Setelah semua itu, Qiao Na mulai menata Alam Iblis kembali. Dia menjadi pemimpin Alam Iblis selanjutnya. Sayangnya, semua tak berjalan sepertinya, karena banyak tetua yang menentang kepemimpinan Qiao Na yang lebih berkonsep seperti Alam Surgawi. Bukan hanya itu saja, ia pun harus menerima penkhianatan dari klannya sendiri dan Alam Surgawi yang telah menipunya karena berencana menginvasi Alam Iblis. Pengkhianatan itu membuatnya menyimpan banyak dendam dan kebencian dalam lubuk hatinya, membuatnya terkuasai oleh nafsu yang lebih mengerikan. Terlebih karena para tetua menghasutnya untuk menghancurkan semesta dan membalaskan dendamnya terhadap siapa saja yang telah mengkhianatinya.

Bersama dengan pasukan perang iblis, ia menyerang alam langit. Sekali lagi, tujuannya gagal karena Dong Hua dijun sang kaisar langit berhasil menumpasnya.

"Setelah Ratu blis berhasil disegel, dunia pun kembali damai seperti semula," ucap seorang pendongeng. Ia menjaja cerita tentang sang Kaisar alam langit, Dong Hua Dijun dengan Ratu iblis Qiao Na. Banyak yang mendengarkan ceritanya dan membayar untuk mendengarkan cerita tersebut.

Cerita yang sungguh menarik dan membuat banyak yang penasraan mendengarkan kelanjutan ceritanya. Mereka mendengarkan dengan antusias, seraya membayangkan apa yang terjadi dan kejadian yang akan terjadi selanjutnya.

“Lalu, setelah Kaisar langit berhasil menyegel Ratu iblis, apa yang dilakukannya setelahnya?” tanya salah seorang pendengar cerita.

Pembawa cerita itu terhening beberapa saat sembari menghela nafasnya.

“Setelah Pedang mata salju berhasil menyegel Ratu iblis, pedang itu tiba-tiba menghilang begitu saja. Para dewa di alam langit terus mencarinya. Namun, hingga saat ini, mereka belum berhasil menemukannya. Itulah yang membuat dunia continnet mengalami kekeringan panjang. Kaisar langit yang terluka serius pun harus bereinkarnasi menjadi manusia di dunia continent ini untuk memulihkan kembali kekuatannya dan mencari keberadaan pedang mata salaju,” ujar pembawa cerita itu.

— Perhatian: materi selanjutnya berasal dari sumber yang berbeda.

PR #2844, opened 2024-07-21
fix: improve FAWE stream history

### LINKED ISSUE #2583: Can't undo moving blocks far out of plot region
### Server Implementation

Paper

### Server Version

1.20.2

### Describe the bug

When a player moves their plot far outside of it's region, the action cannot be undone

### To Reproduce

1. Select region in plot
2. Move that region far away with `//move 300`
3. Try to undo the action with `//undo`

### Expected behaviour

The region should reappear when the action is undone

### Screenshots / Videos

https://youtu.be/hC_Sb-7Pkag

### Error log (if applicable)

None

### Plot Debugpaste

https://athion.net/ISPaster/paste/view/6b358805637f4cbfaa333a355c3247e8

### PlotSquared Version

PlotSquared 7.1.0-Premium

### Checklist

- [X] I have included a Plot debugpaste.
- [X] I am using the newest build from https://www.spigotmc.org/resources/77506/ and the issue still persists.

### Anything else?

_No response_

dordsor21:
- reset "origin"/relative X/Z when larger than short min/max value so we do not write incorrect positions
 - history size can be larger than int max value
 - fixes #2583

### DIFF
--- a/worldedit-core/src/main/java/com/fastasyncworldedit/core/history/changeset/FaweStreamChangeSet.java
+++ b/worldedit-core/src/main/java/com/fastasyncworldedit/core/history/changeset/FaweStreamChangeSet.java
@@ -37,8 +37,8 @@ public abstract class FaweStreamChangeSet extends AbstractChangeSet {
 
     public static final int HEADER_SIZE = 9;
     private static final int VERSION = 2;
-    // equivalent to Short#MIN_VALUE three times
-    private static final byte[] MAGIC_NEW_RELATIVE = new byte[]{(byte) 128, 0, (byte) 128, 0, (byte) 128, 0};
+    // equivalent to Short#MIN_VALUE three times stored with [(x) & 0xff, ((rx) >> 8) & 0xff]
+    private static final byte[] MAGIC_NEW_RELATIVE = new byte[]{0, (byte) 128, 0, (byte) 128, 0, (byte) 128};
     private int mode;
     private final int compression;
     private final int minY;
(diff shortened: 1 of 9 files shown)


worldedit-core/src/main/java/com/fastasyncworldedit/core/history/changeset/FaweStreamChangeSet.java
```diff
@@ -266,12 +294,19 @@ public boolean isEmpty() {
...
         // Flush so we can accurately get the size
         flush();
         return blockSize;
     }
 
+    @Override
+    public int size() {
+        // Flush so we can accurately get the size
+        flush();
+        return (int) blockSize;
```
SirYwell, line 307: this could simply call `longSize()` instead

worldedit-core/src/main/java/com/fastasyncworldedit/core/history/changeset/FaweStreamChangeSet.java
```diff
@@ -35,11 +36,18 @@
 public abstract class FaweStreamChangeSet extends AbstractChangeSet {
 
     public static final int HEADER_SIZE = 9;
-    private static final int version = 1;
+    private static final int VERSION = 2;
+    // equivalent to Short#MIN_VALUE three times
+    private static final byte[] MAGIC_NEW_RELATIVE = new byte[]{(byte) 128, 0, (byte) 128, 0, (byte) 128, 0};
```
SirYwell, line 41: might be worth to not that this is big endian

dordsor21: The initial implementation was in fact wrong, so adjusted to match how it would actually be stored and added a descriptor for it

NotMyFault (approved):

SirYwell (approved):

PR #2850, opened 2024-07-25
feat: add litematica error when failing to load schematic

dordsor21:


worldedit-core/src/main/java/com/sk89q/worldedit/command/SchematicCommands.java
```diff
@@ -421,6 +421,9 @@ public void load(
         } catch (URISyntaxException | IOException e) {
             actor.print(Caption.of("worldedit.schematic.file-not-exist", TextComponent.of(Objects.toString(e.getMessage()))));
             LOGGER.warn("Failed to load a saved clipboard", e);
+        } catch (Exception e) {
+            actor.print(Caption.of("fawe.worldedit.schematic.schematic.load-failed", TextComponent.of(e.getMessage())));
```
PierreSchwang, line 425: Wouldn't that put the exception message after `Version: ` in the message?

dordsor21: That would get caught be the IOException above (current behaviour)

PierreSchwang: Ah I'm blind - wrong translation key....

PierreSchwang (approved):

SirYwell (approved):

PR #2852, opened 2024-07-26
chore: deprecate FaweApi#load for clipboards as it does not allow closing

dordsor21:


NotMyFault (approved):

“Baiklah. Saya akan melanjutkan cerita ini lain kali,” ucapnya sebelum mengememasi barang-barangnya dan sejumlah uang yang terkumpul dari hasil ia menjual sebuah cerita kepada sejumlah kalangan.

“Apa kau percaya dengan apa yang baru saja diceritakan olehnya?” tanya salah seorang yang mendengarkan cerita, kepada teman yang duduk di sampingnya.

“Dia hanya seorang penjual cerita saja. Untuk apa mempercayainya? Aku merasa… cerita yang dia sampaikan terlalu dilebih-lebihkan. Dan juga, apa kau percaya jika ada senjata semacam itu?” tanyanya balik.

“Aku memang tidak terlalu yakin dengan apa yang diceritakan olehnya. Namun, satu hal yang aku yakini, kejadian itu sedikit masuk akal,” ujarnya.

“Benarkah? Kau percaya? Apa kau percaya Kaisar langit itu ada dan saat ini sedang bereinkarnasi? Kira-kira, Kaisar langit bereinkarnasi sebagai siapa? Tidak mungkin bawahannya yang disebut Dewa Shiming menyusun skenario hidup berat untuknya. Jika dia tidak menjadi seorang raja atau pangeran, mungkin dia akan bereinkarnasi sebagai bangsawan,” tebaknya.

“Mungkin, dia akan bereinkarnasi menjadi seorang pangeran mahkota tampan dan gagah. Begitulah yang sering kudengar dari para pembawa cerita seperti orang tadi.”

***

“Tutup semua pintu dan jendela. Malam ini akan ada badai salju yang cukup hebat!!!” perintah seseorang yang ada di istana kekaisaran.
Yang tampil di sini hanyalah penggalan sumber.